Performance degradation when GPU io and compute are parallel

miyano · February 23, 2020, 1:45pm

I am using distributeddataparallel for multi-GPU training using pytorch, and a process uses one GPU.
When I follow the normal formular in pytorch, the inference time is OK, like this.

x,y = next(train_loader)
x = x.cuda(rank)
y = y.cuda(rank)
t0 = time.time()
y1 = model(x)
torch.cuda.synchronize()
inference_time = time.time()-t0

But when I get the data from another thread, which always read data from train_loader and input it to a queue. The code is as following.

args.data_queue=queue.Queue()
def load_data_queue(rank, dataloader, args):
    n = 0
    while True:
        try:
            x,y = next(dataloader)
            x = x.cuda(rank)
            y = y.cuda(rank)
            args.data_queue.put([feature, label])
        except StopIteration:
            print('load queue quits normally')
            return
...
t = threading.Thread(target=load_data_queue, args=(
        rank, train_loader, args), daemon=True)
t.start()
...
x,y = args.data_queue.get()
t0 = time.time()
y1 = model(x)
#torch.cuda.synchronize()
inference_time = time.time()-t0

The inference_time will increase a lot.
To my understanding, GPU i/o should not influence GPU compute. What is causing this phenomenon？

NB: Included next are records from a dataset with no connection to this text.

PR #2344, opened 2025-04-18
Fix macOS OpenSSL 1.1.1 tests failure.

ni4:
A bit weird but seems to work.
The issue is that macOS clang adds /usr/local/include to search path with higher priority then OpenSSL 1.1.1 headers, causing FindOpenSSLFeatures malfunction (compiling with 3.0 headers from /usr/local/include, but attempting to link with 1.1.1. libraries).

### DIFF
--- a/.github/workflows/macos.yml
+++ b/.github/workflows/macos.yml
@@ -94,6 +94,8 @@ jobs:
           echo "brew \"openssl@1.1\"" >> Brewfile
           echo "OPENSSL_ROOT_DIR=$(brew --prefix openssl@1.1)" >> $GITHUB_ENV
           echo "CRYPTO_BACKEND=openssl" >> $GITHUB_ENV
+          # Harsh workaround against CLang adding /usr/local/include path, where OpenSSL 3.0 headers are
+          rm -r /usr/local/include/openssl
 
       - name: Configure openssl 3 backend
         if: matrix.backend == 'openssl@3'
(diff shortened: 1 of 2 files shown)


desvxx (approved):

ni4:
Merging with one approval as CI-only.

ronaldtse (approved):

maxirmx:
`rm -rf /usr/local/include`  means that you do not support local builds
while you can play this game at GHA host, nobody in a good sense will do it on a local system or permanantly deployed build host

IMHO the best solution would be to drop OpenSSL 1.1 support on MacOS because homebrew implies OpenSSL 3 installation
Practically you cannot have valid MacOS system with homebrew but without OpenSSL 1.1

If you still want to test against `OpenSSL 1.1` the issue is with `find_package(OpenSSL REQUIRED)` 
There is some new behaviour probably causes by cmake version update.
On MacOS the way it is implemented creates compiler flags like
`-isystem <path-to-openssl-1.1> -I /usr/local/include`
With this setup if you add `-I <path-to-openssl-1.1>` parameter it is ignored because the same include folder is already specified by `-isystem`.  `BEFORE` option does not help since `BEFORE`  ignores `-isystem`

However, include directories configured by `-I` option are precessed before  include directories `-isystem` option.

All together sounds a bit crazy but it was the point I reached in my research.
Xonsidering the call flow it was possible to avoid a call to `find_package`  but I did not have time to finalize the solution.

ptrblck · February 24, 2020, 2:55am

You might run into the GIL in Python.
Wouldn’t the first DDP approach work or what are the shortcomings you are facing that need the second approach?

miyano · February 24, 2020, 8:59am

Thank you for your reply. We are doing some research which acquires GPU i/o and compute to run in parallel. And when we validated our idea, we observed this problem.

miyano · March 2, 2020, 10:59am

Thanks！I change thread parallel to process parallel，and the train performance becomes normal.